公開買付者は、本公開買付けの実施にあたり、2024年6月4日付で、当社株式1,009,800株(所有割合:23.15%)を所有する第2位株主であるアセット・バリュー・インベスターズ・リミテッド(Asset Value Investors Limited)との間で、公開買付応募契約(以下「本応募契約」といいます。)を締結し、アセット・バリュー・インベスターズ・リミテッドは、その所有する当社株式のほぼ全ての株式(所有株式数:950,600株、所有割合:21.79%)(以下「応募予定株式」といいます。)を本公開買付けに応募する旨の合意をしているとのことです。

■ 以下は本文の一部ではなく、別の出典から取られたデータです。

PR #348, opened 2018-11-22
dht: don't send probe query for non permanent puts

aberaud:


src/dht.cpp
```diff
@@ -471,25 +470,49 @@ void Dht::searchSendAnnounceValue(const Sp<Search>& sr) {
...
+            if (n.getAnnounceTime(a.value->id) <= now) {
+                if (a.permanent) {
+                    sendQuery = true;
+                } else {
+                    DHT_LOG.w(sr->id, n.node->id, "[search %s] [node %s] sending 'put' (vid: %d)",
+                            sr->id.toString().c_str(), n.node->toString().c_str(), a.value->id);
+                    n.acked[a.value->id] = std::make_pair(network_engine.sendAnnounceValue(n.node,
+                                                    sr->id,
+                                                    a.value,
+                                                    a.permanent ? time_point::max() : a.created,
```
AmarOk1412: Never true cause a.permanent is checked before.

PR #352, opened 2018-11-30
fixed a linking error in openwrt-18.06: undefined reference to 'tgetnum'

zhengfish:
Signed-off-by: zhengfish <zhengfish@gmail.com>


zhengfish:
Got it. Thanks.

また、公開買付者は、2024年6月4日付で、MIRIとの間で、その所有する不応募株式1,146,600株(所有割合:26.28%)について、本公開買付けに応募しない旨を口頭により合意(以下「本不応募合意」といいます。)しているとのことです。加えて、公開買付者及びMIRIは、下記「(5) 本公開買付け後の組織再編等の方針(いわゆる二段階買収に関する事項)」に記載の当社の株主を公開買付者及びMIRIのみとし、当社株式を非公開化するための一連の手続(以下「本スクイーズアウト手続」といいます。)後、公開買付者親会社に対して本不応募株式の全部について再出資すること、本臨時株主総会(以下に定義します。)において各議案に賛成することを合意しているとのことです。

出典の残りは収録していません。